Abstract

The success of Chile's economy in the past decades is relevant to the efforts of other emerging countries to achieve rapid economic growth. One of Chile's main accomplishments has been a steady increase in exports. The increase was in physical volume of exports, not in unit value. This increase was the result of a correct strategy of opening the economy, which permitted the more competitive Chilean businesses to access external markets. This strategy may be reaching a point of diminishing returns, so the dilemma that Chile now faces is relevant to other emerging countries as they try to grow their economies rapidly. To achieve significant further growth in the long run, Chile needs to move into new kinds of business opportunities, in categories and areas where it has not established a foothold. To break into these new areas, Chile has to develop new capabilities and new strategies. The old way of growing the economy is running into constraints. The data is about Chile's wood products export industry, which is the country's most successful in terms of adding value as measured by macro metrics. That export industry is not as well known as Chile's wine and fresh fruit export industries but has a more impressive record.

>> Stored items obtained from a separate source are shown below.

PR #577, opened 2025-10-27
[tx] added prompt logprobs

Guido1Alessandro1Trevisan:
To not break jiting even if only one request has prompt_logprobs=True all logprobs are calculated.

### DIFF
--- a/skyrl-tx/tx/tinker/engine.py
+++ b/skyrl-tx/tx/tinker/engine.py
@@ -618,7 +618,7 @@ class TinkerEngine:
             return results
 
         # Computes prompt_logprobs for the whole batch if any request asked for them
-        needs_prompt_logprobs = any(request_data.prompt_logprobs for _, (_, request_data) in valid_requests.items())
+        needs_prompt_logprobs = any(request_data.prompt_logprobs for (_, request_data) in valid_requests.values())
 
         all_prompts = []
         all_sampling_params = []
--- a/skyrl-tx/tx/utils/generator.py
+++ b/skyrl-tx/tx/utils/generator.py
@@ -278,7 +278,7 @@ class GeneratorMixin:
             stop_reasons=["stop" if stop_pos_host[i, 0] >= 0 else "length" for i in range(batch_size)],
             logprobs=[all_logprobs_host[i][: end_positions_host[i]].tolist() for i in range(batch_size)],
             prompt_logprobs=(
-                [prompt_logprobs_host[i, : int(prompt_lengths_host[i]) - 1].tolist() for i in range(batch_size)]
+                [prompt_logprobs_host[i, : prompt_lengths_host[i] - 1].tolist() for i in range(batch_size)]
                 if prompt_logprobs
                 else None
             ),


skyrl-tx/tx/utils/generator.py
```diff
@@ -217,4 +231,9 @@ def scan_fn(carry, _):
             generated_ids=[generated_ids[i, prompt_length : end_positions[i]].tolist() for i in range(batch_size)],
             stop_reasons=["stop" if stop_pos[i, 0] >= 0 else "length" for i in range(batch_size)],
             logprobs=[all_logprobs[i, prompt_length : end_positions[i]].tolist() for i in range(batch_size)],
+            prompt_logprobs=(
+                [prompt_logprobs_array[i, : int(prompt_lengths[i]) - 1].tolist() for i in range(batch_size)]
+                if prompt_logprobs
+                else None
+            ),
```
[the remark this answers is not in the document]
Guido1Alessandro1Trevisan: @pcmoritz Just out of curiosity do you think this is an actual issue? Is host syncing really that bad here?

skyrl-tx/tx/tinker/engine.py
```diff
@@ -623,7 +626,7 @@ def process_sample_batch(
                 all_sampling_params.append(request_data.sampling_params)
                 all_adapter_indices.append(adapter_indices_batch[i])
 
-            request_batch_slices.append((request_id, model_id, request_start, len(all_prompts)))
+            request_batch_slices.append((future.request_id, model_id, request_start, len(all_prompts), request_data))
```
pcmoritz: This should be `request_id` instead of `future.request_id`

skyrl-tx/tx/tinker/types.py
```diff
@@ -172,6 +172,7 @@ class SampleInput(BaseModel):
     sampling_params: SamplingParams
     num_samples: int
     checkpoint_id: str
+    prompt_logprobs: bool = False
```
pcmoritz: It would be best to omit the default here -- we always initialize it and it is an internal type, so there is really no reason for the default, it can only lead to bugs going forward :)

skyrl-tx/tx/utils/generator.py
```diff
@@ -247,4 +258,9 @@ def generate(
             generated_ids=[generated_ids_host[i][: end_positions_host[i]].tolist() for i in range(batch_size)],
             stop_reasons=["stop" if stop_pos_host[i, 0] >= 0 else "length" for i in range(batch_size)],
             logprobs=[all_logprobs_host[i][: end_positions_host[i]].tolist() for i in range(batch_size)],
+            prompt_logprobs=(
+                [prompt_logprobs_array[i, : int(prompt_lengths[i]) - 1].tolist() for i in range(batch_size)]
```
pcmoritz: I think currently there is some stuff missing, you need to call `compute_prompt_logprobs` to fill the prompt part of `all_logprobs`, and then remove the slicing in the `device_get` and return them :)

tyler-griggs: I forgot to respond to this, but I indeed has some non-pushed code. Thanks!

tyler-griggs:
I made some small clean-up modifications, and added a couple tests. Should be ready to review!

skyrl-tx/tx/utils/generator.py
```diff
@@ -117,6 +118,15 @@ def next_token_and_logprobs(s: DecodeState) -> tuple[jax.Array, jax.Array, jax.A
     return next_rngs, next_token, all_logprobs, stop_pos
 
 
+def compute_prompt_logprobs(prefill_logits: jax.Array, input_ids: jax.Array) -> jax.Array:
+    """Compute log probabilities of prompt tokens from prefill logits"""
+    logits_for_prompt = prefill_logits[:, :-1, :]
+    log_probs = jax.nn.log_softmax(logits_for_prompt, axis=-1)
```
pcmoritz, line 125: For future reference, I think we can optimize this going forward (from Gemini) -- for now it is probably best to keep it simple as it is:

Memory Optimization in compute_prompt_logprobs
In skyrl-tx/tx/utils/generator.py, the compute_prompt_logprobs function uses jax.nn.log_softmax.

Issue: log_softmax materializes a tensor of shape (Batch, Seq, Vocab). For a vocabulary of 128k and a sequence of 1024, this single operation allocates ~500MB of temporary memory per batch item, which can cause OOMs on smaller GPUs.

Simplification (Optimization): Since you only need the logprobs for specific target tokens, you can calculate logits[target] - logsumexp(logits). This avoids allocating the full Vocab dimension for the probability tensor.

```Python
def compute_prompt_logprobs(prefill_logits: jax.Array, input_ids: jax.Array) -> jax.Array:
    """Compute log probabilities of prompt tokens efficiently."""
    logits_for_prompt = prefill_logits[:, :-1, :]
    prompt_tokens = input_ids[:, 1:]
    
    # 1. Gather logits for the specific target tokens (Shape: Batch, Seq)
    target_logits = jnp.take_along_axis(
        logits_for_prompt, 
        prompt_tokens[..., None], 
        axis=-1
    ).squeeze(-1)
    
    # 2. Compute normalizer (Shape: Batch, Seq)
    # This avoids creating the massive (Batch, Seq, Vocab) log_softmax tensor
    normalizers = jax.nn.logsumexp(logits_for_prompt, axis=-1)
    
    return target_logits - normalizers
```

skyrl-tx/tx/tinker/engine.py
```diff
@@ -617,6 +617,9 @@ def process_sample_batch(
         if not valid_requests:
             return results
 
+        # Computes prompt_logprobs for the whole batch if any request asked for them
+        needs_prompt_logprobs = any(request_data.prompt_logprobs for (_, request_data) in valid_requests.values())
```
pcmoritz, line 621: Probably this should be done per micro-batch going forward to avoid unnecessary computations, and I was also a little confused why it was
```
                if needs_prompt_logprobs and result.prompt_logprobs:
                    all_prompt_logprobs.extend(result.prompt_logprobs[:batch_size])
```
below and not (unconditionally)
```
all_prompt_logprobs.extend(result.prompt_logprobs[:batch_size] if result.prompt_logprobs else [None] * batch_size)
```
but it makes sense since `needs_prompt_logprobs` applies for the whole batch :)

pcmoritz: For now totally fine to keep it simple as it is :)

skyrl-tx/tx/utils/generator.py
tyler-griggs: Good point, I left a todo in code for this.

skyrl-tx/tx/tinker/engine.py
tyler-griggs: Ah good call, I will add per-micro-batch in a follow-up PR.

The firms in Chile's wood export industry, despite being successful in increasing the dollar value of products exported, have not been able to make themselves competitive in stages of wood production beyond basic and repetitive processes. Other emerging countries are facing the same challenge. Chilean wood products exporting firms in Chile have been slow to respond to signals from the market. They have not been able to achieve high standards of quality or precision, and they have worked only with local raw materials. These firms have attempted to export manufactured products, but these attempts have failed. For those reasons many observers argue that the advantage in the market that these firms enjoy is due to superior endowments of natural resources rather than to corporate strategies. High raw material prices have not triggered a new chapter in this history. On the contrary, this comfortable situation has lulled the country into complacency. Other countries were in the same comfortable situation and now the financial crisis has intervened. Chile's present slow growth is discouraging but might prod the country to achieve greater sophistication in exporting goods and services.